We can try to behave differently from a target script by searching for a proof that it goes into an infinite loop.

``````#!/bin/bash
i=0
while true; do
./generate_file.sh \$i > ./possible.proof
if [[ `./validate_proof.sh ./possible.proof \$*` == "YES" ]]
then
# The target goes into an infinite loop. Let's behave differently
exit 0
fi
i=\$(( i + 1 ))
done
``````

If there is any proof of the target script going into an infinite loop, then this program will eventually find it, and stop. If there is no proof, then it will loop forever searching for a proof.

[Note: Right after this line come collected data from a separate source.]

PR #17404, opened 2026-07-27
feat(go): implement memory extraction task consumer

euvre:
### Summary

In Go mode, memory messages were always persisted with `message_type: "raw"` even when the memory was configured with additional types (semantic / episodic / procedural). The configured types were saved correctly, but the extraction task enqueued on the `te.0.common` Redis stream had no consumer on the Go side — the extractor only existed in the Python task executor — so extracted memories were never generated and the message list only ever showed raw entries.

This PR ports the Python task-executor memory path to Go:

- Add `MemoryMessageService.StartTaskConsumer`, draining `task_type="memory"` messages from the `te.0.common` Redis stream using the same consumer group as the Python executor (`rag_flow_svr_task_broker`), and start it alongside the ingestor process.
- `HandleSaveToMemoryTask` validates the task row, skips raw-only memories, runs LLM extraction with the memory's configured system/user prompts and chat model, and persists the extracted messages with `source_id` pointing at the raw message so the message list aggregates them under `extract`.
- Report task progress (0.15 / 0.35 / 0.5 / 1.0, -1 on failure) via the new `TaskDAO.UpdateProgress`.
- Refactor `embedAndSave` into batch `embedAndSaveMessages` shared by the raw-message path and the extractor; remove the obsolete `ErrEmbedderNotWired` stub and its test.
- Add `PromptAssembler.AssembleUserPrompt` for the default extraction user prompt.


wangq8 (commented):
Thanks for this comprehensive port of the memory extraction path to Go. This is a significant feature addition that closes the gap where Go-mode memories only had raw entries.

**Strengths:**
- Clean separation of concerns: `StartTaskConsumer` handles the Redis loop, `HandleSaveToMemoryTask` validates, `saveExtractedToMemory` + `extractByLLM` do the real work
- Proper use of the shared consumer group `rag_flow_svr_task_broker` — ensures Go and Python executors never double-process the same stream entry
- Refactoring `embedAndSave` → `embedAndSaveMessages` enables both raw and extracted message paths to share the same batch embedding logic
- Good defensive coding: `payloadInt64`/`payloadString` helpers, `formatMemoryTime` multi-format parsing, JSON extraction from LLM responses
- Removing `ErrEmbedderNotWired` and its test is appropriate — the feature is now complete

**Issues to consider:**

1. **Graceful shutdown of memory consumer:** `StartTaskConsumer` exits when the context is cancelled, but there is no drain of in-flight messages. If a task is mid-extraction when shutdown arrives, the extracted messages may be partially persisted but the task progress is left at 0.35–0.5. Consider short-circuiting the context check inside `saveExtractedToMemory` before persisting.

2. **Empty response from chat model:** `extractByLLM` returns `errors.New("empty response from chat model")` when `resp.Answer == nil`. This is fine, but the task will be marked as failed (-1). Consider adding a retry or at least including the raw LLM response in the error message for debugging.

3. **LLM ID fallback ordering:** The comment says "Python prefers tenant_llm_id and falls back to llm_id" but the code actually only uses `mem.LLMID` as fallback — this matches the comment's intent, just making sure this is what was intended since Python may have additional fallback paths.

Overall this is solid work. Approved with the suggestions above as non-blocking.

internal/service/memory_extractor.go
```diff
@@ -0,0 +1,355 @@
...
+		"message_type":           item.MessageType,
+		"message_type_kwd":       item.MessageType,
+		"source_id":              sourceID,
+		"memory_id":              memoryID,
+		"user_id":                msg.UserID,
+		"agent_id":               msg.AgentID,
+		"session_id":             msg.SessionID,
+		"content":                item.Content,
+		"content_ltks":           item.Content,
+		"tokenized_content_ltks": item.Content,
```
Lynn-Inf: Better not to manually set `content`, `content_ltks`, or `tokenized_content_ltks` — the Python implementation handles tokenization internally (Infinity on save, Elasticsearch before write). The Go implementation should follow the same pattern: decide whether to invoke the tokenizer based on the underlying storage middleware, rather than populating `tokenized_content_ltks` at the message‑extract stage.

Lynn-Inf (commented):
One inline comment on `tokenized_content_ltks`. Otherwise LGTM.

wangq8:
@euvre resolve the conflict

wangq8:
@euvre resolve the conflict

wangq8:
@euvre resolve the conflict

Lynn-Inf (approved):
LGTM, @euvre resolve conflicts before merging.

wangq8:
@euvre fix build issue.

If every program that infinite loops has a proof that it infinite loops, then we have just written `behave_differently.sh`. We know that’s not possible. So, no matter what proof system we use, there must be some program that never terminates, but there is no proof that it never terminates. There must be true but unprovable statements, which is what Gödel proved in 1931.

## Conclusion

Gödel’s incompleteness theorem is fundamental to the philosophy of mathematics. It demonstrates the mismatch between our ideas of truth and our ideas of proof. It shows us that there will always be a difference between the theoretical idea of truth and the practical set of mathematical statements that we know are true.

I hope that this exposition was helpful to people. Personally, I think we should set aside Gödel’s original number-theory-based proof as an artifact of history, the way we no longer use Isaac Newton’s original notation for calculus. We should accept that the concepts of mathematical proof and computer algorithms are intertwined at their heart, teach the halting problem first, and teach the incompleteness of mathematical proof second.